Sie können mir über Verkehrswegefinanzierung sagen, was Sie wollen: Solange Sie die politische Entscheidung nicht treffen, die Sie finanzpolitisch treffen könnten, sind Sie für mich unglaubwürdig, was die Förderung der Verkehrsinfrastruktur und des Straßenbaus anbelangt.

(Beifall bei der CDU)

Ich komme kurz auf die Zwischenfrage des Herrn Kollegen Palmer zu sprechen. Es ist so, dass wir insgesamt im Landesstraßenbau mittlerweile wieder gut 300 Millionen DM ausgeben. Davon wird ein Sonderprogramm in der Größenordnung von 70 Millionen DM über die LKB finanziert; 30 Millionen sind Bankbeitrag, die bleiben im Landeshaushalt.

(Abg. Dr. Salomon GRÜNE: Das ist auch Pump!)

Ach, du meine Güte, was meinen Sie, was wir alles auf Pump machen.

(Abg. Dr. Salomon GRÜNE: Bei Ihrer Finanzpoli- tik, da haben Sie Recht!)

Also wissen Sie, wenn man die anderen Bundesländer anschaut, 16 Milliarden neue Schulden in Nordrhein-Westfalen in einem Doppelhaushalt bei einer rot-grünen Regierung und wir mit unseren weniger als 2 Milliarden pro Jahr, würde ich sagen: Mal ganz langsam. Wenn wir für den Landesstraßenbau zusätzlich 70 Millionen DM an Schulden aufnehmen, direkt ausgewiesen, dann muss ich sagen: Dieses Geld ist sehr gut angelegt.

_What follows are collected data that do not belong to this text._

PR #4383, opened 2025-03-31
[Issue #4355] Adjust logging in LoadOracleDataTask to use less metrics

### LINKED ISSUE #4355: Adjust the logging in the LoadOracleDataTask to not put everything in metrics
### Summary

In our task classes we collect metrics (counts and such) that at the end we log out. This is great for making dashboards and alerts off of. However, we put too much into the metrics in this particular case and the logs are too big to fit into New Relic.

We still want all of this info, we just can't put it all in a big "mega log" at the end.

So, roughly we want to do the following:
* Anywhere we do `self.increment` or `self.set_metrics` for specific table metrics (eg. a line like `self.increment(f"count.insert.{staging_table.name}", total_insert_count)`) instead log a message on that line. These log messages should be kept pretty generic like `inserted records into table` and anything like the table name should be in the log extra object.
* Leave any metrics for stuff like total counts alone (eg. `self.increment("count.insert.total", total_insert_count)` leave alone) - we still want overall metrics.
* Several tests check the metrics object - we'll need to adjust that

### Acceptance criteria

- [ ] Logs adjusted
- [ ] Tests updated

chouinar:
## Summary
Fixes #4355

## Changes proposed
Updated logging in LoadOracleDataTask to not put it all in metrics / log everything at once

## Context for reviewers
New Relic has a limit of ~255 key/value pairs in a log statement. Right now we're putting about 200+ values into the metric object just for this one task - which is causing it to break when combined with the ~50 or so we always add. To work around this, instead of adding all these values as we go, just log a bunch of them as we go. Only keep metrics for the overall counts, and just log insert/update/delete metrics when we calculate them. Still have all the same info, just spread out a bit.

### DIFF
--- a/api/src/data_migration/load/load_oracle_data_task.py
+++ b/api/src/data_migration/load/load_oracle_data_task.py
@@ -122,7 +122,7 @@ class LoadOracleDataTask(src.task.task.Task):
 
     def do_insert(self, foreign_table: sqlalchemy.Table, staging_table: sqlalchemy.Table) -> int:
         """Determine new rows by primary key, and copy them into the staging table."""
-        log_extra = {"table": foreign_table.name}
+        log_extra: dict = {"table": foreign_table.name}
 
         logger.info("Fetching records to be inserted", extra=log_extra)
         select_sql = sql.build_select_new_rows_sql(foreign_table, staging_table)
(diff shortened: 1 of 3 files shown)


api/src/data_migration/load/load_oracle_data_task.py
```diff
@@ -154,19 +154,19 @@ def do_insert(self, foreign_table: sqlalchemy.Table, staging_table: sqlalchemy.T
...
-                f"count.insert.chunk.{staging_table.name}": ",".join(map(str, insert_chunk_count)),
-                f"time.insert.{staging_table.name}": round(t1 - t0, 3),
-            }
-        )
+
+        log_extra |= {
+            f"count.insert.{staging_table.name}": total_insert_count,
+            f"count.insert.chunk.{staging_table.name}": ",".join(map(str, insert_chunk_count)),
+            f"time.insert.{staging_table.name}": round(t1 - t0, 3),
+        }
```
coilysiren, line 162: Have you ever used true metrics? You're using logs here, and describing them as "metrics" in the PR title. But I'm pretty sure what you actually want are true metrics:

https://docs.newrelic.com/docs/apm/agents/python-agent/supported-features/python-custom-metrics/

chouinar: I have used metrics before - the metrics we collect here follow a pattern from a past project where we did actually do that - it might be something we want to consider, but that requires some separate setup to do. Additionally, I found just having everything in "Logs" makes things easier rather than having to understand that your data lives in multiple places in New Relic.

coilysiren (approved):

Schlussbemerkung, meine Damen und Herren: Mir ist in der Debatte aufgefallen, dass Sie mehrfach gefragt haben: Und was habt ihr in 16 Jahren gemacht? – Ich ahne das Denkmuster, das dahinter steht. Sie sehen nämlich den 22. September voraus. Sie wissen ganz genau, dass Sie auf vielen Feldern Probleme bekommen werden, auch auf diesem Gebiet. Und weil Sie nichts vorzuweisen haben, versuchen Sie, sich rauszureden. Wenn Sie auf 16 Jahre verweisen, frage ich Sie: Was haben Sie eigentlich in den letzten vier Jahren gemacht? Wozu sind Sie denn gewählt worden? Sie haben sich hingestellt und gesagt: Wir machen nicht alles anders, aber vieles besser. Und ich stelle fest: Sie haben nichts besser gemacht, aber vieles anders.

(Beifall bei der CDU und der FDP/DVP)

Meine Damen und Herren, bei einer Grundredezeit von fünf Minuten je Fraktion hat der Herr Minister 26 Minuten und 12 Sekunden gesprochen.

(Abg. Hauk CDU: Seien Sie doch nicht so! Gute Redner kann man auch länger hören!)

Beruhigen Sie sich doch. Ich will doch dem Parlament eine faire Chance einräumen. Ich verlängere deshalb gemäß § 83 a Abs. 1 Satz 3 der Geschäftsordnung die Redezeit um fünf Minuten je Fraktion.